"Your notions of safety, my dear Nanny," she said, "are not precisely those of a seaman; for I believe there is nothing of which they stand more in dread than of rocks and the bottom."
"I fear I'm but a poor sailor, ma'am, for in my judgment we could have no greater consolation in such a tempest than to see them all around us. Do you think, Miss Eve, that the bottom of the ocean, if there is truly a bottom, is whitened with the bones of shipwrecked mariners, as people say?"
"I doubt not, my excellent Nanny, that the great deep might give up many awful secrets; but you ought to think less of these things, and more of that merciful Providence which has protected us through so many dangers since we have been wanderers. You are in much less danger now than I have known you to be, and escape unharmed."
"I, Miss Eve!--Do you suppose that I fear for myself? What matters it if a poor old woman like me die a few years sooner or later or where her frail old body is laid? I have never been of so much account when living as to make it of consequence where the little which will remain to decay when dead moulders into dust. Do not, I implore you, Miss Effingham, suppose me so selfish as to feel any uneasiness to-night on my own account."

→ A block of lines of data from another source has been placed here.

PR #1299, opened 2017-03-29
Add disable/enable trigger all support

### LINKED ISSUE #1080: Support DISABLE/ENABLE TRIGGER ALL on distributed tables
This is a missing feature for those using Citus together with Ruby on Rails, and using a framework like [database_cleaner](https://github.com/DatabaseCleaner/database_cleaner/blob/master/lib/database_cleaner/active_record/truncation.rb#L235) to truncate their tables after test suite runs. In particular, Rails has a method called [disable_referential_integrity](https://github.com/rails/rails/blob/92703a9ea5d8b96f30e0b706b801c9185ef14f0e/activerecord/lib/active_record/connection_adapters/postgresql/referential_integrity.rb#L15) that runs the following SQL on each table known to Rails:

```sql
ALTER TABLE ... DISABLE TRIGGER ALL
-- other SQL here
ALTER TABLE ... ENABLE TRIGGER ALL
```

This happens after a test run to remove the test run's data without executing triggers.

Even though we don't support triggers (https://github.com/citusdata/citus/issues/906) this causes errors when running the tests for a Rails app, since its always being called, including for tables that have no triggers.

It would be helpful if we supported this as a no-op for now, and push it down once https://github.com/citusdata/citus/issues/906 is implemented.

metdos:
We can actually push down disable/enable trigger all, just escaped them from the error check. I didn't add them to supported ALTER TABLE .. error message because they are not frequently used commands. I added regression tests to verify behavior.

Fixes #1080.

### DIFF
--- a/src/backend/distributed/executor/multi_utility.c
+++ b/src/backend/distributed/executor/multi_utility.c
@@ -1650,8 +1650,10 @@ ErrorIfUnsupportedAlterTableStmt(AlterTableStmt *alterTableStatement)
 			}
 
 			case AT_DropConstraint:
+			case AT_EnableTrigAll:
+			case AT_DisableTrigAll:
 			{
-				/* we will no perform any special check for ALTER TABLE DROP CONSTRAINT */
+				/* we will not perform any special checks for these ALTER TABLE types */
 				break;
 			}
 
--- a/src/test/regress/input/multi_alter_table_statements.source
+++ b/src/test/regress/input/multi_alter_table_statements.source
@@ -380,6 +380,45 @@ END;
 
 DROP TABLE sequence_deadlock_test;
 
+-- verify enable/disable trigger all works
+
+SET citus.shard_replication_factor TO 1;
+SET citus.shard_count TO 1;
+
+CREATE TABLE trigger_table (
+	id int,
+	value text
+);
+
+SELECT create_distributed_table('trigger_table', 'id');
+
+-- first set a trigger on a shard
+\c - - - :worker_1_port
+
+CREATE FUNCTION update_value() RETURNS trigger AS $up$
+    BEGIN
+		NEW.value := 'trigger enabled';
+		RETURN NEW;
+    END;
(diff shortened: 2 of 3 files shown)


src/backend/distributed/executor/multi_utility.c
```diff
@@ -1650,8 +1650,10 @@ ErrorIfUnsupportedAlterTableStmt(AlterTableStmt *alterTableStatement)
 			}
 
 			case AT_DropConstraint:
+			case AT_EnableTrigAll:
+			case AT_DisableTrigAll:
 			{
-				/* we will no perform any special check for ALTER TABLE DROP CONSTRAINT */
+				/* we will not perform any special checks for these ALTER TABLE types */
 				break;
 			}
```
marcocitus: I guess the `errdetail` message below `default:` is getting a little out-of-date.

src/backend/distributed/executor/multi_utility.c
```diff
@@ -1650,8 +1650,10 @@ ErrorIfUnsupportedAlterTableStmt(AlterTableStmt *alterTableStatement)
...
 
 			case AT_DropConstraint:
+			case AT_EnableTrigAll:
+			case AT_DisableTrigAll:
```
marcocitus: Are there any other commands that we can trivially add here?

e.g. 
- `AT_EnableTrigUser`
- `AT_DisableTrigUser`
- `AT_SetLogged`
- `AT_SetUnlogged`
- `AT_ChangeOwner`

metdos:
> Are there any other commands that we can trivially add here?
> 
> e.g.
> 
> AT_EnableTrigUser
> AT_DisableTrigUser
> AT_SetLogged
> AT_SetUnlogged
> AT_ChangeOwner

Yeap, some of them also crossed my mind. Just, I was more concerned about the testing effort.

metdos:
> Looks good to me 🚢

I really like this type of volunteer code reviews, thanks :D

PR #1300, opened 2017-03-30
Change copy format of ltree

### LINKED ISSUE #1231: COPY with ltree data type column errors out
**Citus Version:** Latest 6.1 release
```
CREATE TABLE test (
  col1 ltree NOT NULL,
  col2 character varying(255) NOT NULL
);
SELECT create_reference_table('test');
```
```
\COPY test FROM 'test.csv' WITH (format CSV, header TRUE);
ERROR:  no binary output function available for type ltree
```
**Hypothesis**: The function appears to check for composite, array or user-defined types. It should check if the types have a binary output function.
https://github.com/citusdata/citus/blob/master/src/backend/distributed/commands/multi_copy.c#L934
**Suggested Fix**: Add check for the presence of binary output functions for columns in the table for which the COPY is occurring.

velioglu:
Fixes #1231.

Checks whether each column of a tuple has binary output function defined. If any of them doesn't have, fallback to non-binary protocol.

### DIFF
--- a/src/backend/distributed/commands/multi_copy.c
+++ b/src/backend/distributed/commands/multi_copy.c
@@ -93,8 +93,8 @@ static void OpenCopyConnections(CopyStmt *copyStatement,
 								ShardConnections *shardConnections, bool stopOnFailure,
 								bool useBinaryCopyFormat);
 
-static bool CanUseBinaryCopyFormat(TupleDesc tupleDescription,
-								   CopyOutState rowOutputState);
+static bool CanUseBinaryCopyFormat(TupleDesc tupleDescription);
+static bool BinaryOutputFunctionDefined(Oid typeId);
 static List * MasterShardPlacementList(uint64 shardId);
 static List * RemoteFinalizedShardPlacementList(uint64 shardId);
 
@@ -464,7 +464,7 @@ CopyToNewShards(CopyStmt *copyStatement, char *completionTag, Oid relationId)
 	copyOutState->delim = (char *) delimiterCharacter;
 	copyOutState->null_print = (char *) nullPrintCharacter;
 	copyOutState->null_print_client = (char *) nullPrintCharacter;
-	copyOutState->binary = CanUseBinaryCopyFormat(tupleDescriptor, copyOutState);
+	copyOutState->binary = CanUseBinaryCopyFormat(tupleDescriptor);
 	copyOutState->fe_msgbuf = makeStringInfo();
 	copyOutState->rowcontext = executorTupleContext;
 
@@ -809,14 +809,15 @@ OpenCopyConnections(CopyStmt *copyStatement, ShardConnections *shardConnections,
 
 
 /*
- * CanUseBinaryCopyFormat iterates over columns of the relation given in rowOutputState
- * and looks for a column whose type is array of user-defined type or composite type.
- * If it finds such column, that means we cannot use binary format for COPY, because
- * binary format sends Oid of the types, which are generally not same in master and
- * worker nodes for user-defined types.
+ * CanUseBinaryCopyFormat iterates over columns of the relation and looks for a
+ * column whose type is array of user-defined type or composite type. If it finds
+ * such column, that means we cannot use binary format for COPY, because binary
+ * format sends Oid of the types, which are generally not same in master and
+ * worker nodes for user-defined types. If the function can not detect a binary
+ * output function for any of the column, it returns false.
  */
 static bool
-CanUseBinaryCopyFormat(TupleDesc tupleDescription, CopyOutState rowOutputState)
+CanUseBinaryCopyFormat(TupleDesc tupleDescription)
 {
 	bool useBinaryCopyFormat = true;
 	int totalColumnCount = tupleDescription->natts;
@@ -828,6 +829,7 @@ CanUseBinaryCopyFormat(TupleDesc tupleDescription, CopyOutState rowOutputState)
 		Oid typeId = InvalidOid;
 		char typeCategory = '\0';
 		bool typePreferred = false;
+		bool binaryOutputFunctionDefined = false;
 
 		if (currentColumn->attisdropped)
 		{
@@ -835,6 +837,15 @@ CanUseBinaryCopyFormat(TupleDesc tupleDescription, CopyOutState rowOutputState)
 		}
 
 		typeId = currentColumn->atttypid;
+
+		/* built-in types may also don't have binary output function */
+		binaryOutputFunctionDefined = BinaryOutputFunctionDefined(typeId);
+		if (!binaryOutputFunctionDefined)
+		{
+			useBinaryCopyFormat = false;
+			break;
+		}
+
 		if (typeId >= FirstNormalObjectId)
 		{
 			get_type_category_preferred(typeId, &typeCategory, &typePreferred);
@@ -848,6 +859,32 @@ CanUseBinaryCopyFormat(TupleDesc tupleDescription, CopyOutState rowOutputState)
 	}
 
 	return useBinaryCopyFormat;
+}
+
+
+/*
+ * BinaryOutputFunctionDefined checks whether binary output function is defined
+ * for the given type.
+ */
+static bool
+BinaryOutputFunctionDefined(Oid typeId)
+{
+	Oid typeFunctionId = InvalidOid;
+	Oid typeIoParam = InvalidOid;
+	int16 typeLength = 0;
+	bool typeByVal = false;
+	char typeAlign = 0;
+	char typeDelim = 0;
+
+	get_type_io_data(typeId, IOFunc_send, &typeLength, &typeByVal,
+					 &typeAlign, &typeDelim, &typeIoParam, &typeFunctionId);
+
+	if (OidIsValid(typeFunctionId))
+	{
+		return true;
+	}
+
+	return false;
 }
 
 
@@ -1732,7 +1769,7 @@ CitusCopyDestReceiverStartup(DestReceiver *dest, int operation,
 	copyOutState->delim = (char *) delimiterCharacter;
 	copyOutState->null_print = (char *) nullPrintCharacter;
 	copyOutState->null_print_client = (char *) nullPrintCharacter;
-	copyOutState->binary = CanUseBinaryCopyFormat(inputTupleDescriptor, copyOutState);
+	copyOutState->binary = CanUseBinaryCopyFormat(inputTupleDescriptor);
 	copyOutState->fe_msgbuf = makeStringInfo();
 	copyOutState->rowcontext = GetPerTupleMemoryContext(copyDest->executorState);
 	copyDest->copyOutState = copyOutState;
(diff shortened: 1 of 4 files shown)


anarazel:
On 2017-03-30 05:11:01 -0700, Burak Velioglu wrote:
> Fixes #1231.

This doesn't look like the right fix to me. I think we rather should
check whether a binary output function exists.

marcocitus:
> This doesn't look like the right fix to me. I think we rather should check whether a binary output function exists.

What if the user-defined type is wacky like composite/array and contains OIDs? This fix seems safer.

anarazel:
On 2017-03-30 08:47:04 -0700, Marco Slot wrote:
> > This doesn't look like the right fix to me. I think we rather should check whether a binary output function exists.
> 
> What if the user-defined type is wacky like composite/array and contains OIDs? This fix seems safer.

On the other hand it's orders of magnitude slower for a bunch of things.
And there are builtin types without a binary output function.

src/backend/distributed/commands/multi_copy.c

"Is it then, as usual, all for me, my dear, my worthy old nurse, that you feel this anxiety? Put your heart at ease, for they who know best betray no alarm; and you may observe that the captain sleeps as tranquilly this night as on any other."
"But he is a rude man, and accustomed to danger. He has neither wife nor children, and I'll engage has never given a thought to the horrors of having a form precious as this floating in the caverns of the ocean, amidst ravenous fish and sea-monsters."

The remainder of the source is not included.